▸ Aim of the task
Every line of the data must be retyped exactly as it stands.

▸ Source data
PR #731, opened 2022-09-02
Added BrokenTestCaseResult

Radinyn:
- added BreakingReportedException, makes the tests finish with the BROKEN status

▸ Exercise solution
PR #731, opened 2022-09-02
Added BrokenTestCaseResult

Radinyn:
- added BreakingReportedException, makes the tests finish with the BROKEN status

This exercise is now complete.